Locate every line in the records below that contains the word "marcinczeczko", and copy each one.

-------------------------

PR #270, opened 2017-02-24
Update KnotxServer default configuration to allow all *.html files be…

### LINKED ISSUE #269: Update KnotxServer default configuration to allow all *.html files
Current default configuration of `KnotxServer` supports only requests that request path match `/content/*` pattern.
Update default configuration, so that Knot.x with out-of-the-box configuration can support all html files (`*.html`).

Skejven:
Update KnotxServer default configuration to allow all (`*.`) GET requests.

Fixes #269 
---

### DIFF
--- a/knotx-example/knotx-example-app/src/test/resources/test.io.knotx.KnotxServer.json
+++ b/knotx-example/knotx-example-app/src/test/resources/test.io.knotx.KnotxServer.json
@@ -25,7 +25,7 @@
       "routing": {
         "GET": [
           {
-            "path": "/content/.*",
+            "path": ".*\\.html",
             "address": "knotx.knot.action",
             "onTransition": {
               "next": {
@@ -41,7 +41,7 @@
         ],
         "POST": [
           {
-            "path": "/content/.*",
+            "path": ".*\\.html",
             "address": "knotx.knot.action",
             "onTransition": {
               "next": {
--- a/knotx-server/src/main/resources/io.knotx.KnotxServer.json
+++ b/knotx-server/src/main/resources/io.knotx.KnotxServer.json
@@ -51,7 +51,7 @@
       "routing": {
         "GET": [
           {
-            "path": ".*\\.html",
+            "path": ".*",
             "address": "knotx.knot.service",
             "onTransition": {
               "next": {
--- a/knotx-server/src/main/resources/io.knotx.KnotxServer.json
+++ b/knotx-server/src/main/resources/io.knotx.KnotxServer.json
@@ -51,7 +51,7 @@
       "routing": {
         "GET": [
           {
-            "path": "/content/.*",
+            "path": ".*\\.html",
             "address": "knotx.knot.service",
             "onTransition": {
               "next": {
--- a/README.md
+++ b/README.md
@@ -2,6 +2,7 @@
 
 [![][travis img]][travis]
 [![][license img]][license]
+[![][central-repo img]][central-repo]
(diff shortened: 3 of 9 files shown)


knotx-example/knotx-example-app/src/test/resources/test.io.knotx.KnotxServer.json
```diff
@@ -25,7 +25,7 @@
       "routing": {
         "GET": [
           {
-            "path": "/content/.*",
+            "path": ".*\\.html",
```
marcinczeczko: I think example app we can leave as it is now. Routes /content

Skejven: Ok, how about the tests configs?

marcinczeczko: I think. For test it doesn't matter

marcinczeczko: Up to you 😊

toniedzwiedz: The way I understand it, the previous config would accept query strings and the new one doesn't. Is my reasoning correct? If so, is this the desired behaviour?

Skejven: Good eye @toniedzwiedz , however in this case it works differently.
This path is used in [KnotxServerVertice](https://github.com/Cognifide/knotx/blob/16c6479cc8f47d83c1628dc0414df4c31460e676/knotx-server/src/main/java/io/knotx/server/KnotxServerVerticle.java#L58) to provide proper routing. When you check [Route.pathRegex](http://vertx.io/docs/apidocs/io/vertx/ext/web/Route.html#pathRegex-java.lang.String-) method documentation it says:
```
Set the path prefix as a regular expression. If set then this route will only match request URI paths, the beginning of which match the regex. Only a single path or path regex can be set for a route.
```

So the part important here is only a request path, not whole request. And this works fine with this prefix :)

tomaszmichalak: I am not sure that we should limit default routing to `.*\\.html`. You can have some other URL policy which breaks this rule. Someone can set rewrite rules like this for example: [http://knotx.io/hello-rest-service/](http://knotx.io/hello-rest-service/). In my opinion last routing entry should be `.*`.

knotx-server/src/main/resources/io.knotx.KnotxServer.json
```diff
@@ -51,7 +51,7 @@
       "routing": {
         "GET": [
           {
-            "path": "/content/.*",
+            "path": ".*\\.html",
```
tomaszmichalak: I am not sure that we should limit default routing to `.*\\.html`. You can have some other URL policy which breaks this rule. Someone can set rewrite rules like this for example: [http://knotx.io/hello-rest-service/](http://knotx.io/hello-rest-service/). In my opinion last routing entry should be `.*`.

toniedzwiedz: Ah, so this is where the default I was looking for comes from :)

Skejven:
Updated default configuration, so that all GET requests are now processed.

-------------------------

→ **COMPLETED TASK**
marcinczeczko: I think example app we can leave as it is now. Routes /content
marcinczeczko: I think. For test it doesn't matter
marcinczeczko: Up to you 😊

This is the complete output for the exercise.